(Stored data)
+++

PR #94, opened 2020-06-07
Added documentation on routing

mpscholten:


Guide/routing.markdown
```diff
@@ -0,0 +1,190 @@
...
+To generate a full url, use `urlTo`:
+
+```haskell
+urlTo NewUserAction
+-- http://localhost:8000/NewUser
+```
+
+## AutoRoute
+
+Let's say our `PostsController` is define in `Web/Types.hs` like this:
```
hendi, line 47: "defined" is missing a d

Guide/routing.markdown
```diff
@@ -0,0 +1,190 @@
...
+
+This will generate a routing like:
+
+```haskell
+GET /EditPost?postId={postId}&userId={userId} => EditPostAction { postId, userId }
+```
+
+### Parameter Types
+
+AutoRoute by default only works with UUID arguments (and Id types like `Id Post`). If you have a controller like `data HelloWorldController = HelloAction { name :: Text }` where you have text parameter, you have to configure AutoRoute like this:
```
hendi, line 95: "where you have **a** text parameter

Guide/routing.markdown
```diff
@@ -0,0 +1,190 @@
...
+
+```haskell
+instance AutoRoute HelloWorldController where
+    parseArgument = parseTextArgument
```
hendi, line 99: - Is there a `parseIntArgument`?
- How would one use own arguments there, in a type safe way? E.g. a type for a Youtube-style shortid.

Guide/routing.markdown
```diff
@@ -0,0 +1,190 @@
...
+If you need more strong rules, consider using the other routing APIs available or overriding the `allowedMethodsForAction` like this:
+
+```haskell
+instance AutoRoute HelloWorldController where
+    allowedMethodsForAction "HelloAction" = [ GET ]
+```
+
+### Application Prefix
+
+When using multiple application in your IHP project, e.g. having an admin backend, AutoRoute will prefix with action urls with the application name. E.g. a controller `HelloWorldController` defined in `Admin/Types.hs` will be automatically be prefixed with `/admin` and generate urls such as `/admin/HelloAction`.
```
hendi, line 132: will prefix <strike>with</strike> action urls

hendi: "be automatically be"

Guide/routing.markdown
```diff
@@ -0,0 +1,190 @@
...
+```
+
+We want requests to `/posts` to map to `ShowAllMyPostsAction`. For that we need to add a `CanRoute` instance:
+
+```haskell
+instance CanRoute PostsController where
+    parseRoute' = string "/posts" <* endOfInput >> pure ShowAllMyPostsAction
+```
+
+The `parseRoute'` function is a parser which reads an url and returns an action of type `PostsController`. The router uses [attoparsec](https://hackage.haskell.org/package/attoparsec). Take a look at the attoparsec documentation to get a good understanding on how to parse complex urls.
```
hendi, line 153: This should include a table of the most commonly used patterns in URLs, instead of referring users to a parser combinator library!

Guide/routing.markdown
```diff
@@ -0,0 +1,190 @@
...
+POST /UpdatePost?postId={postId}    => UpdatePostAction { postId }
+PATCH /UpdatePost?postId={postId}   => UpdatePostAction { postId }
+DELETE /DeletePost?postId={postId}  => DeletePostAction { postId }
+```
+
+The urls are very close to the actual action which is called. Action parameters are taken automatically from the request query. This design helps you to always know which action is actually called, when requesting an url. 
+
+### AutoRoute & Beautiful Urls
+
+Lots of modern browser don't even show the full url bar anymore (e.g. Safari and most mobile browsers). Therefore AutoRoute doesn't aim to generate the "most" beautiful urls out of the box. It's rather optimized for the needs of developers. If you need beautiful urls for SEO reasons, instead of using AutoRoute you can use the more manual APIs of IHP Routing.
```
hendi, line 77: Needs a link to the relevant section in the docs, currently the section `Custom Routing` on this file

Guide/routing.markdown
```diff
@@ -0,0 +1,190 @@
...
+Next to the routing itself, we also need implement the url generation:
+
+```haskell
+instance HasPath PostsController where
+    pathTo ShowAllMyPostsAction = "/posts"
+```
+
+### Real-World Example
+
+Here is an real world example of a custom routing implementation for a custom Apple Web Service interface implemented at digitally induced:
```
hendi, line 164: "**a** real world example"

Guide/routing.markdown
```diff
@@ -159,9 +159,68 @@ instance HasPath PostsController where
     pathTo ShowAllMyPostsAction = "/posts"
 ```
 
+### Beautiful URLs
+
+Let's say we want to give our blog post application a beautiful url structures for SEO reasons. Our controller is defined as:
```
hendi, line 164: structure<strike>s</strike>

Guide/routing.markdown
```diff
@@ -159,9 +159,68 @@ instance HasPath PostsController where
...
+    = ShowPostAction { postId :: !(Maybe (Id Post)), slug :: !(Maybe Text) }
+```
+
+This will also require us to make changes to our action implementation:
+
+```haskell
+action ShowPostAction { postId, slug } = do 
+    post <- case slug of
+            Just slug -> query @Post |> filterWhere (#slug, slug) |> fetchOne
+            Nothing   -> fetchOne postId
```
hendi, line 196: Does `fetchOne` accept a `Maybe (Id Post)`?

mpscholten: Yes :) https://github.com/digitallyinduced/ihp/blob/master/IHP/QueryBuilder.hs#L430 It's a super useful helper instance because this pattern comes up a lot in practise.

Guide/routing.markdown
mpscholten: `parseIntArgument` has been added now :)

Also added a section on creating a custom `parseArgument`

Guide/routing.markdown
mpscholten: I've reworded this section a  bit. We're mostly using AutoRoute at digitallyinduced, therefore we don't really have that much example codes or patterns we can document. I hope we can add some more documentation as well as better apis for custom routes in the future.

Guide/routing.markdown
mpscholten: Fixed, good catch :)

Guide/routing.markdown
mpscholten: Good catch, fixed :)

+++

_WHAT YOU HAVE TO DO_
Output the records above precisely.

_RESULT OF THE EXERCISE_
PR #94, opened 2020-06-07
Added documentation on routing

mpscholten:


Guide/routing.markdown
```diff
@@ -0,0 +1,190 @@
...
+To generate a full url, use `urlTo`:
+
+```haskell
+urlTo NewUserAction
+-- http://localhost:8000/NewUser
+```
+
+## AutoRoute
+
+Let's say our `PostsController` is define in `Web/Types.hs` like this:
```
hendi, line 47: "defined" is missing a d

Guide/routing.markdown
```diff
@@ -0,0 +1,190 @@
...
+
+This will generate a routing like:
+
+```haskell
+GET /EditPost?postId={postId}&userId={userId} => EditPostAction { postId, userId }
+```
+
+### Parameter Types
+
+AutoRoute by default only works with UUID arguments (and Id types like `Id Post`). If you have a controller like `data HelloWorldController = HelloAction { name :: Text }` where you have text parameter, you have to configure AutoRoute like this:
```
hendi, line 95: "where you have **a** text parameter

Guide/routing.markdown
```diff
@@ -0,0 +1,190 @@
...
+
+```haskell
+instance AutoRoute HelloWorldController where
+    parseArgument = parseTextArgument
```
hendi, line 99: - Is there a `parseIntArgument`?
- How would one use own arguments there, in a type safe way? E.g. a type for a Youtube-style shortid.

Guide/routing.markdown
```diff
@@ -0,0 +1,190 @@
...
+If you need more strong rules, consider using the other routing APIs available or overriding the `allowedMethodsForAction` like this:
+
+```haskell
+instance AutoRoute HelloWorldController where
+    allowedMethodsForAction "HelloAction" = [ GET ]
+```
+
+### Application Prefix
+
+When using multiple application in your IHP project, e.g. having an admin backend, AutoRoute will prefix with action urls with the application name. E.g. a controller `HelloWorldController` defined in `Admin/Types.hs` will be automatically be prefixed with `/admin` and generate urls such as `/admin/HelloAction`.
```
hendi, line 132: will prefix <strike>with</strike> action urls

hendi: "be automatically be"

Guide/routing.markdown
```diff
@@ -0,0 +1,190 @@
...
+```
+
+We want requests to `/posts` to map to `ShowAllMyPostsAction`. For that we need to add a `CanRoute` instance:
+
+```haskell
+instance CanRoute PostsController where
+    parseRoute' = string "/posts" <* endOfInput >> pure ShowAllMyPostsAction
+```
+
+The `parseRoute'` function is a parser which reads an url and returns an action of type `PostsController`. The router uses [attoparsec](https://hackage.haskell.org/package/attoparsec). Take a look at the attoparsec documentation to get a good understanding on how to parse complex urls.
```
hendi, line 153: This should include a table of the most commonly used patterns in URLs, instead of referring users to a parser combinator library!

Guide/routing.markdown
```diff
@@ -0,0 +1,190 @@
...
+POST /UpdatePost?postId={postId}    => UpdatePostAction { postId }
+PATCH /UpdatePost?postId={postId}   => UpdatePostAction { postId }
+DELETE /DeletePost?postId={postId}  => DeletePostAction { postId }
+```
+
+The urls are very close to the actual action which is called. Action parameters are taken automatically from the request query. This design helps you to always know which action is actually called, when requesting an url. 
+
+### AutoRoute & Beautiful Urls
+
+Lots of modern browser don't even show the full url bar anymore (e.g. Safari and most mobile browsers). Therefore AutoRoute doesn't aim to generate the "most" beautiful urls out of the box. It's rather optimized for the needs of developers. If you need beautiful urls for SEO reasons, instead of using AutoRoute you can use the more manual APIs of IHP Routing.
```
hendi, line 77: Needs a link to the relevant section in the docs, currently the section `Custom Routing` on this file

Guide/routing.markdown
```diff
@@ -0,0 +1,190 @@
...
+Next to the routing itself, we also need implement the url generation:
+
+```haskell
+instance HasPath PostsController where
+    pathTo ShowAllMyPostsAction = "/posts"
+```
+
+### Real-World Example
+
+Here is an real world example of a custom routing implementation for a custom Apple Web Service interface implemented at digitally induced:
```
hendi, line 164: "**a** real world example"

Guide/routing.markdown
```diff
@@ -159,9 +159,68 @@ instance HasPath PostsController where
     pathTo ShowAllMyPostsAction = "/posts"
 ```
 
+### Beautiful URLs
+
+Let's say we want to give our blog post application a beautiful url structures for SEO reasons. Our controller is defined as:
```
hendi, line 164: structure<strike>s</strike>

Guide/routing.markdown
```diff
@@ -159,9 +159,68 @@ instance HasPath PostsController where
...
+    = ShowPostAction { postId :: !(Maybe (Id Post)), slug :: !(Maybe Text) }
+```
+
+This will also require us to make changes to our action implementation:
+
+```haskell
+action ShowPostAction { postId, slug } = do 
+    post <- case slug of
+            Just slug -> query @Post |> filterWhere (#slug, slug) |> fetchOne
+            Nothing   -> fetchOne postId
```
hendi, line 196: Does `fetchOne` accept a `Maybe (Id Post)`?

mpscholten: Yes :) https://github.com/digitallyinduced/ihp/blob/master/IHP/QueryBuilder.hs#L430 It's a super useful helper instance because this pattern comes up a lot in practise.

Guide/routing.markdown
mpscholten: `parseIntArgument` has been added now :)

Also added a section on creating a custom `parseArgument`

Guide/routing.markdown
mpscholten: I've reworded this section a  bit. We're mostly using AutoRoute at digitallyinduced, therefore we don't really have that much example codes or patterns we can document. I hope we can add some more documentation as well as better apis for custom routes in the future.

Guide/routing.markdown
mpscholten: Fixed, good catch :)

Guide/routing.markdown
mpscholten: Good catch, fixed :)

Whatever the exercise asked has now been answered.